We saw the sunset every night on the Bay of Naples and Ischia, which all the world was talking about then because of the earthquake which had lately ravished it. Every night we saw a tree of fire rising from Vesuvius.
We used to spend our days in the orange groves of Sorrento, or driving in donkey-carts to Pompeii, that city of the resurrection of the ancient world. The weather was somnolently mild; for the first time we were eating of the fruit of the lotus, which we have eaten so often since, and which has pervaded my writings.
If Castellamare had only done that for us, it would be a milestone in my life, but it also planted the seeds of unrest—die Wanderlust—in my veins. Some one we met there—I don’t remember who it was now—had a craze for Greek ruins; Roman ruins meant nothing to him, he said; there were only two places for him, Athens and Sicily.
In Sicily it was Girgenti which won his heart, not Syracuse or Taormina, and he almost persuaded us to go there. He obviously preferred it, even to Athens. But the name meant nothing to me; I had read of Agrigentum in the classics, and he showed me photographs of the glorious Greek temples, which are still preserved in the environs of modern Girgenti. Athens, on the contrary, had been before my mind ever since I was a boy. The literature of Greece is, with the exception of Homer and Theocritus, roughly speaking, the literature of Athens. I knew most of its principal buildings almost as well as if I had seen them. I heard the call of Athens, and to Athens we went from Castellamare.
Going there showed how comparatively cheap and easy it is to get to distant places. We went through Taranto—Tarentum—to Brindisi; from Brindisi to Corfu, in the Ionian Islands, the earthly paradise of the fair Nausicaa, and the empresses of to-day; from Corfu to Patras and Corinth; from Corinth to Athens.
The moral effect began before ever we reached Athens; it was so vivifying to a student of the classics to pass Tarentum, and Cæsar’s Brundusium, the Lesbos of Sappho, the Ithaca of Ulysses, Corinth and the Piræus.
Lesbos! Corinth! Athens! Sappho! Ulysses! there was romance and undying poetry in the very names.

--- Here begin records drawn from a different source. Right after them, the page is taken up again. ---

PR #1268, opened 2022-02-22
#1261: NodeListOf#item

### LINKED ISSUE #1261: NodeListOf#item misses return type "null"
Interface `NodeList` is correctly typed
```typescript
interface NodeList {
    item(index: number): Node | null;
}
```
but interface `NodeListOf` is missing the `null` type:
```typescript
interface NodeListOf<TNode extends Node> extends NodeList {
    item(index: number): TNode;
}
```
therefore TSC does not warn about missing null checks:
```typescript
const node = document.childNodes.item(999999).firstChild;
```

danielrentz:
fixes #1261
NodeListOf#item() misses `null` in return type

### DIFF
--- a/baselines/dom.generated.d.ts
+++ b/baselines/dom.generated.d.ts
@@ -9932,7 +9932,7 @@ declare var NodeList: {
 };
 
 interface NodeListOf<TNode extends Node> extends NodeList {
-    item(index: number): TNode;
+    item(index: number): TNode | null;
     /**
      * Performs the specified action for each node in an list.
      * @param callbackfn  A function that accepts up to three arguments. forEach calls the callbackfn function one time for each element in the list.


HolgerJeromin:
Thanks for helping.
You manipulated a generated file. 
The [correct place](https://github.com/Microsoft/TSJS-lib-generator#input-files) would be `overridingTypes.jsonc`

danielrentz:
Oh I see, thanks for the pointer. Will take care.

saschanaz:
I think this is intentionally done to follow the current array indexing behavior. Also pinging @orta

danielrentz:
I understand that this will not be changed for array index due to the generic behaviour of TS. But it should be done "right" for explicit methods. At least it should be *consistent* across the interfaces `NodeList` and `NodeListOf`. BTW, how will the new method `Array#at` behave in TS?

orta:
Hrm, yeah, looks like I was a bit gung ho in https://github.com/microsoft/TypeScript-DOM-lib-generator/issues/1261

Yeah, `.at` will/should/does (I've not checked, but that's what we agreed on) have the undefined added in the types but we shouldn't really be switching such a popular DOM API I think (just like we didn't do it to arrays) - those sort of changes aren't really possible at the ecosystem size TS is at nowdays

Issue #1016, opened 2021-06-03
type RequestInfo should include URL


aslilac:
Currently `RequestInfo` is `Request | string`, but should (minimally) be `Request | URL | string`.

`fetch(new URL('/some_api', 'https://example.com'))` is valid, and works as you'd expect.

Technically it should be `Request | { toString(): string } | string` according to [MDN](https://developer.mozilla.org/en-US/docs/Web/API/WindowOrWorkerGlobalScope/fetch), but I'm not sure if there are intricacies around that.

Paril:
I think the intricacy for the latter is that it's not very type-safe and more error-prone. They use the same thing for dataset/css style values, as well as other writeables, even if the spec allows and/or encourages it (for instance writing to `window.location` can be done with a string, and is most commonly done as such, but currently it's only writeable with a URL)

partheseas:
Yeah, it feels like `{ toString(): string }` falls into almost all of the same pits as `{}` in that almost anything could be cast to it.

orta:
Agree, I think we probably don't want this

orta:
Related: https://github.com/microsoft/TypeScript-DOM-lib-generator/issues/1003

dnalborczyk:
> Agree, I think we probably don't want this

I would think _we do want_ this.

https://developer.mozilla.org/en-US/docs/Web/API/fetch#parameters

> A string or any other object with a stringifier — including a URL object — that provides the URL of the resource you want to fetch.

dnalborczyk:
speaking of which, this is pretty much the same problem, but has been added:

https://github.com/microsoft/TypeScript-DOM-lib-generator/issues/331
https://github.com/microsoft/TypeScript-DOM-lib-generator/pull/332

dnalborczyk:
and this as well: https://github.com/microsoft/TypeScript-DOM-lib-generator/pull/600

`fetch` falls pretty much into the same category.

PR #1269, opened 2022-02-24
Add URL to RequestInfo typedef

LiviaMedeiros:
Fixes: https://github.com/microsoft/TypeScript-DOM-lib-generator/issues/1016

In most methods urlstring params are declared as `string | URL`, which ensures perfect balance between safe code and implicit casts allowed for `USVString`.

This PR aligns `RequestInfo` with them.
In particular, it allows to pass `URL` objects in `fetch`.


saschanaz:
This sounds fair, but I wonder this could be breaking as some other libraries may be using `RequestInfo` but not the implicit URL stringification behavior. @orta, thoughts?

orta:
Yeah, I trust past me to have done enough checking to make the call that we shouldn't do this last year, https://github.com/microsoft/TypeScript-DOM-lib-generator/issues/1016#issuecomment-869889376 (likely because of ecosystem breakage) and I don't think anything's changed sinced then

LiviaMedeiros:
Please clarify: you're against allowing any random objects like `{ toString(): string }` from the issue (or even anything stringable, as `USVString`-related specs says), which is obviously not typesafe; or against `URL` instances in particular, which are allowed everywhere in TypeScript if param name in docs matches `/url/i`?

saschanaz:
Accepting URL for Web APIs is okay, what's not okay is to change the typedef and thus affect third-parties. I think changing the signatures of the APIs using `RequestInfo` is better.

src/build/emitter.ts
```diff
@@ -672,7 +672,10 @@ export function emitWebIdl(
   function paramsToString(ps: Browser.Param[]) {
     function paramToString(p: Browser.Param) {
       p = resolvePromise(p);
-      if (p.name.toLowerCase().includes("url") && p.type === "USVString") {
+      if (
+        (p.name.toLowerCase().includes("url") && p.type === "USVString") ||
+        p.type === "RequestInfo"
```
saschanaz, line 677: This is now a little bit long to be in a if clause, could you add a function for this and call it here?

LiviaMedeiros: Sure.

saschanaz (approved):
Looks good. Orta, wdyt?

(I'd prefer something like `acceptsUrl` btw)

orta (approved):
Yeah, I agree, this is a good solution - good creative thinking folks

baselines/dom.generated.d.ts
```diff
@@ -3232,13 +3232,13 @@ declare var CSSTransition: {
  * Available only in secure contexts.
  */
 interface Cache {
-    add(request: RequestInfo): Promise<void>;
+    add(request: RequestInfo | URL): Promise<void>;
     addAll(requests: RequestInfo[]): Promise<void>;
```
saschanaz, line 3236: Not sure how to treat this one 🤔 but okay for now.

LiviaMedeiros: I'm not sure how to properly implement this in generator either.
But in my opinion, even something like `RequestInfo[] | URL[]` would be an okay trade-off here: mixing those in userland code should be rarely needed.

Another option is to refactor this later by introducing some `urlstring` and `RequestInfoOrUrl` typedefs. Dunno about downsides.

These should be affected as well:
https://github.com/microsoft/TypeScript-DOM-lib-generator/blob/d060ef578ae9193a7606833261196977e446731b/baselines/dom.iterable.generated.d.ts#L25-L27

saschanaz: Hmmmmmm. Let's merge this and tackle this in a separate patch.

saschanaz:
lgtm

PR #1280, opened 2022-03-02
Convert `performance.measure()` to overloads

### LINKED ISSUE #1239: performance.measure() overloads instead of optional arguments
Hey there

according to [MDN Docs](https://developer.mozilla.org/en-US/docs/Web/API/Performance/measure#syntax), the `performance.measure()` fn has 4 different argument sets (overloads) - the current typing suggests only one and marks some of the args as optional.

Perhaps it'd be better to have the 4 overloads listed explicitly? i.e. instead of:
```
measure(measureName: string, startOrMeasureOptions?: string | PerformanceMeasureOptions, endMark?: string): PerformanceMeasure;
```

have sth like:
```
measure(measureName: string): PerformanceMeasure
measure(measureName: string, MeasureOptions: PerformanceMeasureOptions): PerformanceMeasure
measure(measureName: string, startMark: string): PerformanceMeasure
measure(measureName: string, startMark?: string, endMark: string): PerformanceMeasure
```

WDYT?
If it's OK for you - what would be the best way to submit these changes?

yume-chan:
Fixes #1239

Technically the third one includes the first one (when both arguments are omitted), but if the first one is removed I feel like it's hard to discover it.

The `measureOptions` can't be used with `endMark` is defined at https://w3c.github.io/user-timing/#dom-performance-measure:

> 1. If _startOrMeasureOptions_ is a non-[empty](https://infra.spec.whatwg.org/#map-is-empty) [`PerformanceMeasureOptions`](https://w3c.github.io/user-timing/#dom-performancemeasureoptions) object, run the following checks:
>     1. If _endMark_ is given, [throw](https://webidl.spec.whatwg.org/#dfn-throw) a [TypeError](https://webidl.spec.whatwg.org/#exceptiondef-typeerror).

### DIFF
--- a/baselines/dom.generated.d.ts
+++ b/baselines/dom.generated.d.ts
@@ -10275,7 +10275,9 @@ interface Performance extends EventTarget {
     getEntriesByName(name: string, type?: string): PerformanceEntryList;
     getEntriesByType(type: string): PerformanceEntryList;
     mark(markName: string, markOptions?: PerformanceMarkOptions): PerformanceMark;
-    measure(measureName: string, startOrMeasureOptions?: string | PerformanceMeasureOptions, endMark?: string): PerformanceMeasure;
+    measure(measureName: string): PerformanceMeasure;
+    measure(measureName: string, measureOptions: PerformanceMeasureOptions): PerformanceMeasure;
+    measure(measureName: string, startMark?: string, endMark?: string): PerformanceMeasure;
     now(): DOMHighResTimeStamp;
     setResourceTimingBufferSize(maxSize: number): void;
     toJSON(): any;
--- a/baselines/serviceworker.generated.d.ts
+++ b/baselines/serviceworker.generated.d.ts
@@ -2323,7 +2323,9 @@ interface Performance extends EventTarget {
     getEntriesByName(name: string, type?: string): PerformanceEntryList;
     getEntriesByType(type: string): PerformanceEntryList;
     mark(markName: string, markOptions?: PerformanceMarkOptions): PerformanceMark;
-    measure(measureName: string, startOrMeasureOptions?: string | PerformanceMeasureOptions, endMark?: string): PerformanceMeasure;
+    measure(measureName: string): PerformanceMeasure;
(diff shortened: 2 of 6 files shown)


saschanaz:
Sounds like the spec should be changed too 🤔

But for TypeScript I think it prefers unions over overloads to pass union arguments. @orta, has there been any changes over union arguments?

```ts
declare function foo(arg: number): any;
declare function foo(arg: string): any;

let arg: number | string;
foo(arg); // This fails 😬
```

yume-chan:
In this case the two overloads has different argument length. `performance.measure('name', { start: 'start' }, 'end')` is allowed in current type definition but will result a runtime error.

The WebIDL spec reads: https://webidl.spec.whatwg.org/#idl-overloading-vs-union

> When the operation has significantly different semantics for different argument types or lengths, [overloading](https://webidl.spec.whatwg.org/#dfn-overloaded) is preferred.

In this case maybe the difference is not "significant".

But the spec continues:

> Even though the IDL is shorter in the second version _[when using optional arguments]_, two distinctively different concepts are conflated in the first argument _[`startOrMeasureOptions`]_. Without [overloads](https://webidl.spec.whatwg.org/#dfn-overloaded), the question "is _[startMark]_ or _[options]_ paired with _[endMark]?"_ is much more difficult to answer without reading the [method steps](https://webidl.spec.whatwg.org/#method-steps) of the operation. This makes the second version remarkably less readable than the first.

IMO this case can fall in this situation.

I will try to make a pr upstream, but please leave this pr open.

yume-chan:
I merged first two overloads like `createImageBitmap` does:

```ts
    createImageBitmap(image: ImageBitmapSource, options?: ImageBitmapOptions): Promise<ImageBitmap>;
    createImageBitmap(image: ImageBitmapSource, sx: number, sy: number, sw: number, sh: number, options?: ImageBitmapOptions): Promise<ImageBitmap>;
```

Although `performance.measure('name')` now satisfies both overloads, it seems TypeScript doesn't complain.

PR #42, opened 2014-09-26
Bump upper bounds in vector-benchmarks.cabal

mgsloan:
Also:

+ remove fixed version constraint for vector

+ normalized whitespace


mgsloan:
Clearly this will never get merged, so closing.

Is vector no longer maintained?  There are many outstanding PRs

PR #44, opened 2014-09-27
Speed up index check slightly

treeowl:
Previously, the index was checked using `0 <= i && i < n`. Since `&&` short-circuits, this compiles to signed-compare/branch/signed-compare. It's slightly better to use unsigned comparison, which takes it down to a single unsigned-compare operation. This technique relies on `n >= 0`.


cartazio:
the design idea here is *good*, but changing the internal rep to use Word for the comparison scares me.

also do we have any bechnmarks that branch prediction fails to just work? (and or that the Int# style rep on newer ghc's wouldnt suffice?)

PR #53, opened 2014-11-12
Replace macros with ConstraintKinds (fixes #48)

### LINKED ISSUE #48: replace macrollogy in test suite with constraint kinds
https://github.com/haskell/vector/blob/master/tests/Tests/Vector.hs#L27-L34

```
#define COMMON_CONTEXT(a, v) \
VANILLA_CONTEXT(a, v), VECTOR_CONTEXT(a, v)
#define VANILLA_CONTEXT(a, v) \
Eq a, Show a, Arbitrary a, CoArbitrary a, TestData a, Model a ~ a, EqTest a ~ Property
#define VECTOR_CONTEXT(a, v) \
Eq (v a), Show (v a), Arbitrary (v a), CoArbitrary (v a), TestData (v a), Model (v a) ~ [a], EqTest (v a) ~ Property, V.Vector v a
```

vile stuff, lets kill it!

Shimuuar:


cartazio:
@Shimuuar  any interest in resuscitating this or some other effort to cleanup the test suite code?I'm happy to help shepard any such work :)

Shimuuar:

The Greece of those days really was something out of the beaten track. There were only two little railways of a few miles each, and there was not an hotel worthy of the name anywhere outside of Athens. Even in Athens, if you were not at a first-class hotel, kid’s flesh, and sheep’s-milk butter, black bread and honey of Hymettus, and wine which was full of resin, were the staples of diet. But what did it matter? We lived in a house and a street with beautiful classical names—we lived in the house of Hermes. And when we climbed up to the Acropolis at sunset, we were in an enchanted land midway between earth and heaven, for we were in the very heart of history surrounded by milk-white columns of the marble of Pentelicus, and facing a rich curtain of sunset, which hung over Ægina, and trailed into the waters of the Bay of Salamis. Athens is gloriously romantic and beautiful, and Time has laid its lightest fingers on her rocks and ruins, whose names are the commonplaces of Greek history.
We spent some glorious weeks at Athens, made interesting by the acquaintance of Tricoupis, the famous Prime Minister, and the presence of the President of my college at Oxford—now Bishop of Hereford, from whom I heard only the other day. From Athens Miss Lorimer’s unappeasable hunger to see the world swept us on, after several happy weeks, to Constantinople—the outpost of the East in Europe. Constantinople was one of the most delightful experiences of my life. There is no call which I hear like the call of the East, and in Constantinople you have the noblest mosques west of India, and bazaars almost as barbarous as the bazaars of North Africa, thronged, like the broad bridge of boats which crosses the Golden Horn, with the mixed races of the Levant, in their gay, uncouth costumes. The scene, too, is one of rare beauty, for the great mosques are rooted in dark cypress-groves, and rear their domes and minarets on the horizon, and the calm waters of the Golden Horn and the Sea of Marmora are dotted with fantastic caïques.
We spent all too short a time there, dipping into the bowl of Oriental mystery, in perfect April weather, when we were called home to meet a sister-in-law coming from Australia.